### WHAT THE TASK ASKS
Which of the lines below include "relationship"? Each one should be copied out.

══════

PR #762, opened 2019-07-09
Spec: Reference space privacy considerations

toji:
Describes the mitigations and checks that must be used when supporting
the various reference spaces. Pulls heavily from text originally in
privacy-security-explainer.md.

Posted as a draft because I'm not sure if I'm happy with the format yet.

### DIFF
--- a/index.bs
+++ b/index.bs
@@ -2267,7 +2267,6 @@ If {{XRReferenceSpaceType/"bounded-floor"}} is included in an {{XRSession}}'s [=
 Any {{XRReferenceSpaceType/"bounded-floor"}} reference spaces MUST respect the following restrictions:
   - Each point in the {{XRBoundedReferenceSpace/boundsGeometry}} must be [=limiting|limited=] to a reasonable distance from the reference space's [=native origin=]; the suggested distance is 15 meters in all directions.
   - Each point in the {{XRBoundedReferenceSpace/boundsGeometry}} must be [=rounding|rounded=] sufficiently to prevent fingerprinting. Rounding to the nearest 5cm is suggested. For user's safety, rounded points values MUST NOT fall outside the original bounds.
-  - The <code>Y</code> value of the [=native origin=] must be [=rounding|rounded=] sufficiently to prevent fingerprinting of lower-order bits; rounding to the nearest 1cm is suggested.
   - All poses returned relative to a {{XRReferenceSpaceType/"bounded-floor"}} reference space MUST be [=limiting|limited=] to a reasonable distance beyond the {{XRBoundedReferenceSpace/boundsGeometry}} in all directions; the suggested distance is 1 meter beyond the bounds in all directions.
 
 #### local-floor #### {#local-floor-privacy}
@@ -2276,13 +2275,15 @@ On devices which support [=6DoF=] tracking, {{XRReferenceSpaceType/"local-floor"
 If {{XRReferenceSpaceType/"local-floor"}} is included in an {{XRSession}}'s [=requested features=] the user agent MUST ensure [=user intent=] to allow {{XRReferenceSpaceType/"local-floor"}} tracking is well understood, either via [=explicit consent=] or [=implicit consent=], or the feature MUST be rejected.
 
 Any {{XRReferenceSpaceType/"local-floor"}} reference spaces MUST respect the following restrictions:
-  - If the floor level is based on sensor data or is set to a non-default emulated value, the <code>Y</code> value of the [=native origin=] must be [=rounding|rounded=] sufficiently to prevent fingerprinting of lower-order bits; rounding to the nearest 1cm is suggested.
+  - If the [=viewer=]'s offset from the floor is determined with a non-default emulated value, the {{XRRigidTransform/position}}'s {{DOMPointReadOnly/y}} value of poses returned relative to the reference space must be [=rounding|rounded=] sufficiently to prevent fingerprinting of lower-order bits; rounding to the nearest 1cm is suggested.
   - All poses returned relative to a {{XRReferenceSpaceType/"local-floor"}} reference space MUST be [=limiting|limited=] to a reasonable distance from the reference space's [=native origin=]; the suggested distance is 15 meters in all directions.
 
 #### local #### {#local-privacy}
 On devices which support [=6DoF=] tracking, {{XRReferenceSpaceType/"local"}} reference spaces may be used to perform gait analysis, allowing user profiling and fingerprinting.
 
-If {{XRReferenceSpaceType/"local"}} is included in an {{XRSession}}'s [=requested features=] and the {{XRSession}}'s [=XRSession/mode=] is {{XRSessionMode/"inline"}}, the user agent MUST ensure [=user intent=] to allow {{XRReferenceSpaceType/"local"}} tracking is well understood, either via [=explicit consent=] or [=implicit consent=], or the feature MUST be rejected.
+If {{XRReferenceSpaceType/"local"}} is included in an {{XRSession}}'s [=requested features=] the user agent MUST ensure [=user intent=] to allow {{XRReferenceSpaceType/"local"}} tracking is well understood, either via [=explicit consent=] or [=implicit consent=], or the feature MUST be rejected.
+
+Note: {{XRReferenceSpaceType/"local"}} is always included in the [=requested features=] of {{XRSessionMode/"immersive-vr"}} and {{XRSessionMode/"immersive-ar"}} sessions as a [=default feature=], as as such {{XRSessionMode/"immersive-vr"}} or {{XRSessionMode/"immersive-ar"}} sessions always need to obtain [=explicit consent=] or [=implicit consent=] to use {{XRReferenceSpaceType/"local"}} reference spaces.
 
 Any {{XRReferenceSpaceType/"local"}} reference spaces MUST respect the following restrictions:
   - All poses returned relative to a {{XRReferenceSpaceType/"local"}} reference space MUST be [=limiting|limited=] to a reasonable distance from the reference space's [=native origin=]; the suggested distance is 15 meters in all directions.
--- a/index.bs
+++ b/index.bs
@@ -444,6 +444,37 @@ Some {{XRSessionMode}}s enable certain [=feature names=] as [=optional features=
 
 The combined list of [=feature names=] given by the {{XRSessionInit/requiredFeatures}}, {{XRSessionInit/optionalFeatures}}, and [=default features=] are collectively considered the <dfn>requested features</dfn> for an {{XRSession}}.
 
+Some [=feature names=], when present in the [=requested features=] list, require that [=user intent=] to use the feature is well understood, via either [=explicit consent=] or [=implicit consent=]. The following table describes which features <dfn>require consent</dfn> prior to being enabled:
+
+<table class="tg">
+  <thead>
+    <tr>
+      <th>Feature</th>
+      <th>Criteria</th>
+    </tr>
+  </thead>
+  <tbody>
+    <tr>
+      <td>{{XRReferenceSpaceType/"local"}}</td>
+      <td>Always requires consent</td>
+    </tr>
+    <tr>
+      <td>{{XRReferenceSpaceType/"local-floor"}}</td>
+      <td>Always requires consent</td>
+    </tr>
+    <tr>
+      <td>{{XRReferenceSpaceType/"bounded-floor"}}</td>
+      <td>Always requires consent</td>
+    </tr>
+    <tr>
+      <td>{{XRReferenceSpaceType/"unbounded"}}</td>
+      <td>Always requires consent</td>
+    </tr>
+  </tbody>
+</table>
+
+Note: {{XRReferenceSpaceType/"local"}} is always included in the [=requested features=] of {{XRSessionMode/"immersive-vr"}} and {{XRSessionMode/"immersive-ar"}} sessions as a [=default feature=], and as such {{XRSessionMode/"immersive-vr"}} or {{XRSessionMode/"immersive-ar"}} sessions always need to obtain [=explicit consent=] or [=implicit consent=].
+
 <div class="algorithm" data-algorithm="resolve-features">
 
 To <dfn>resolve the requested features</dfn> given |requiredFeatures| and |optionalFeatures| for an {{XRSession}} |session|, the user agent MUST run the following steps:
@@ -2259,10 +2290,20 @@ If the relationship between {{XRView}}s could uniquely identify the [=/XR device
 Note: Furthermore, if the relationship between {{XRView}}s is affected by a user-configured interpupillary distance, then it is strongly recommended that the user agent require [=explicit consent=] during session creation, prior to reporting any {{XRView}} data.
 
 ### Reference spaces ### {#protect-reference-spaces}
-Various reference space types have restrictions placed on their creation to ensure [=sensitive information=] is exposed safely.
+Depending on the reference spaces used, several different types of [=sensitive information=] may be exposed to the application.
 
-For any {{XRReferenceSpaceType}} included in an {{XRSession}}'s [=requested features=] the user agent MUST ensure the document is allowed to use all policy-controlled features associated with the sensor types used to track the [=native origin=] of the {{XRReferenceSpaceType}} or the feature MUST be rejected.
+ - On devices which support [=6DoF=] tracking, {{XRReferenceSpaceType/"local"}} reference spaces may be used to perform gait analysis, allowing user profiling and fingerprinting.
 
+ - On devices which support [=6DoF=] tracking, {{XRReferenceSpaceType/"local-floor"}} reference spaces may be used to perform gait analysis, allowing user profiling and fingerprinting. In addition, because the {{XRReferenceSpaceType/"local-floor"}} reference spaces provide an established floor level, it may be possible for a site to infer the user's height, allowing user profiling and fingerprinting.
+
+ - {{XRReferenceSpaceType/"bounded-floor"}} reference spaces, when sufficiently constrained in size, do not enable developers to determine geographic location. However, because the floor level is established and users are able to walk around, it may be possible for a site to infer the user's height or perform gait analysis, allowing user profiling and fingerprinting. In addition, it may be possible perform fingerprinting using the bounds reported by a bounded reference space.
+
+ - {{XRReferenceSpaceType/"unbounded"}} reference spaces reveal the largest amount of spatial data and may result in user profiling and fingerprinting. For example, this data may enable determining user's specific geographic location or to perform gait analysis.
+
+As a result the various reference space types have restrictions placed on their creation to ensure the [=sensitive information=] expose is handled safely:
+
+Most reference spaces require that [=user intent=] to use the reference space is well understood, either via [=explicit consent=] or [=implicit consent=]. See the [=require consent|features which require consent=] table for details.
+ 
 Any group of {{XRReferenceSpaceType/"local"}}, {{XRReferenceSpaceType/"local-floor"}}, and {{XRReferenceSpaceType/"bounded-floor"}} reference spaces that are capable of being related to one another must share a common [=native origin=]; This restriction does not apply when the creation of {{XRReferenceSpaceType/"unbounded"}} reference spaces has not been restricted.
 
 <div class="algorithm" data-algorithm="poses-limited">
@@ -2278,28 +2319,6 @@ To determine if <dfn>poses must be limited</dfn> between two spaces, |space| and
 Note: Is is suggested that poses reported relative to a {{XRReferenceSpaceType/"local"}} or {{XRReferenceSpaceType/"local-floor"}} reference space be [=limiting|limited=] to a distance of 15 meters from the {{XRReferenceSpace}}'s [=native origin=].
 
 Note: Is is suggested that poses reported relative to a {{XRBoundedReferenceSpace}} be [=limiting|limited=] to a distance of 1 meter outside the {{XRBoundedReferenceSpace}}'s [=native bounds geometry=].
-
-#### unbounded #### {#unbounded-privacy}
-{{XRReferenceSpaceType/"unbounded"}} reference spaces reveal the largest amount of spatial data and may result in user profiling and fingerprinting. For example, this data may enable determining user's specific geographic location or to perform gait analysis.
-
-If {{XRReferenceSpaceType/"unbounded"}} is included in an {{XRSession}}'s [=requested features=] the user agent MUST ensure [=user intent=] to allow {{XRReferenceSpaceType/"unbounded"}} tracking is well understood, either via [=explicit consent=] or [=implicit consent=], or the feature MUST be rejected.
-
-#### bounded-floor #### {#bounded-floor-privacy}
-{{XRReferenceSpaceType/"bounded-floor"}} reference spaces, when sufficiently constrained in size, do not enable developers to determine geographic location. However, because the floor level is established and users are able to walk around, it may be possible for a site to infer the user's height or perform gait analysis, allowing user profiling and fingerprinting. In addition, it may be possible perform fingerprinting using the bounds reported by a bounded reference space.
-
-If {{XRReferenceSpaceType/"bounded-floor"}} is included in an {{XRSession}}'s [=requested features=] the user agent MUST ensure [=user intent=] to allow {{XRReferenceSpaceType/"bounded-floor"}} tracking is well understood, either via [=explicit consent=] or [=implicit consent=], or the feature MUST be rejected.
-
-#### local-floor #### {#local-floor-privacy}
-On devices which support [=6DoF=] tracking, {{XRReferenceSpaceType/"local-floor"}} reference spaces may be used to perform gait analysis, allowing user profiling and fingerprinting. In addition, because the {{XRReferenceSpaceType/"local-floor"}} reference spaces provide an established floor level, it may be possible for a site to infer the user's height, allowing user profiling and fingerprinting.
-
-If {{XRReferenceSpaceType/"local-floor"}} is included in an {{XRSession}}'s [=requested features=] the user agent MUST ensure [=user intent=] to allow {{XRReferenceSpaceType/"local-floor"}} tracking is well understood, either via [=explicit consent=] or [=implicit consent=], or the feature MUST be rejected.
-
-#### local #### {#local-privacy}
-On devices which support [=6DoF=] tracking, {{XRReferenceSpaceType/"local"}} reference spaces may be used to perform gait analysis, allowing user profiling and fingerprinting.
-
-If {{XRReferenceSpaceType/"local"}} is included in an {{XRSession}}'s [=requested features=] the user agent MUST ensure [=user intent=] to allow {{XRReferenceSpaceType/"local"}} tracking is well understood, either via [=explicit consent=] or [=implicit consent=], or the feature MUST be rejected.
-
-Note: {{XRReferenceSpaceType/"local"}} is always included in the [=requested features=] of {{XRSessionMode/"immersive-vr"}} and {{XRSessionMode/"immersive-ar"}} sessions as a [=default feature=], and as such {{XRSessionMode/"immersive-vr"}} or {{XRSessionMode/"immersive-ar"}} sessions always need to obtain [=explicit consent=] or [=implicit consent=].
 
 <section class="unstable">
 Gaze Tracking {#gazetracking-security}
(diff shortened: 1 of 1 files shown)


toji:
@johnpallett: Can't add you as a reviewer directly, but could you take a look at this?

index.bs
```diff
@@ -2216,6 +2218,46 @@ The primary difference between {{XRViewerPose}} and {{XRPose}} is the inclusion
...
+
+If {{XRReferenceSpaceType/"bounded-floor"}} is included in an {{XRSession}}'s [=requested features=] the user agent MUST ensure [=user intent=] to allow {{XRReferenceSpaceType/"bounded-floor"}} tracking is well understood, either via [=explicit consent=] or [=implicit consent=], or the feature MUST be rejected.
+
+Any {{XRReferenceSpaceType/"bounded-floor"}} reference spaces MUST respect the following restrictions:
+  - Each point in the {{XRBoundedReferenceSpace/boundsGeometry}} must be [=limiting|limited=] to a reasonable distance from the reference space's [=native origin=]; the suggested distance is 15 meters in all directions.
+  - Each point in the {{XRBoundedReferenceSpace/boundsGeometry}} must be [=rounding|rounded=] sufficiently to prevent fingerprinting. Rounding to the nearest 5cm is suggested. For user's safety, rounded points values MUST NOT fall outside the original bounds.
+  - The <code>Y</code> value of the [=native origin=] must be [=rounding|rounded=] sufficiently to prevent fingerprinting of lower-order bits; rounding to the nearest 1cm is suggested.
```
johnpallett: I might have missed something when reviewing the privacy & security explainer here... apologies. IIUC correctly the Y value of the native origin will be 0 at the floor height, so it doesn't need to be rounded.

I believe the value that needs rounding is an _emulated viewer height_, if it's set by the user to a non-default value. That's the only situation where it would be a unique, reproducible number (for the very first pose) between sessions.

@NellWaliczek is that your understanding as well?

index.bs
```diff
@@ -2216,6 +2218,46 @@ The primary difference between {{XRViewerPose}} and {{XRPose}} is the inclusion
...
+
+#### local-floor #### {#local-floor-privacy}
+On devices which support [=6DoF=] tracking, {{XRReferenceSpaceType/"local-floor"}} reference spaces may be used to perform gait analysis, allowing user profiling and fingerprinting. In addition, because the {{XRReferenceSpaceType/"local-floor"}} reference spaces provide an established floor level, it may be possible for a site to infer the user's height, allowing user profiling and fingerprinting.
+
+If {{XRReferenceSpaceType/"local-floor"}} is included in an {{XRSession}}'s [=requested features=] the user agent MUST ensure [=user intent=] to allow {{XRReferenceSpaceType/"local-floor"}} tracking is well understood, either via [=explicit consent=] or [=implicit consent=], or the feature MUST be rejected.
+
+Any {{XRReferenceSpaceType/"local-floor"}} reference spaces MUST respect the following restrictions:
+  - If the floor level is based on sensor data or is set to a non-default emulated value, the <code>Y</code> value of the [=native origin=] must be [=rounding|rounded=] sufficiently to prevent fingerprinting of lower-order bits; rounding to the nearest 1cm is suggested.
```
johnpallett: See note above about this potentially being the emulated viewer height, not the native origin Y value

index.bs
```diff
@@ -2216,6 +2218,46 @@ The primary difference between {{XRViewerPose}} and {{XRPose}} is the inclusion
...
+  - All poses returned relative to a {{XRReferenceSpaceType/"local-floor"}} reference space MUST be [=limiting|limited=] to a reasonable distance from the reference space's [=native origin=]; the suggested distance is 15 meters in all directions.
+
+#### local #### {#local-privacy}
+On devices which support [=6DoF=] tracking, {{XRReferenceSpaceType/"local"}} reference spaces may be used to perform gait analysis, allowing user profiling and fingerprinting.
+
+If {{XRReferenceSpaceType/"local"}} is included in an {{XRSession}}'s [=requested features=] and the {{XRSession}}'s [=XRSession/mode=] is {{XRSessionMode/"inline"}}, the user agent MUST ensure [=user intent=] to allow {{XRReferenceSpaceType/"local"}} tracking is well understood, either via [=explicit consent=] or [=implicit consent=], or the feature MUST be rejected.
```
johnpallett: Note: User intent is also required for 'local' for immersive sessions; the difference is that the feature is added implicitly. That doesn't appear to be covered here or in the session creation section.

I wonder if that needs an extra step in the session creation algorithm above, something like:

══════

### ANSWER SECTION
@@ -2259,10 +2290,20 @@ If the relationship between {{XRView}}s could uniquely identify the [=/XR device
 Note: Furthermore, if the relationship between {{XRView}}s is affected by a user-configured interpupillary distance, then it is strongly recommended that the user agent require [=explicit consent=] during session creation, prior to reporting any {{XRView}} data.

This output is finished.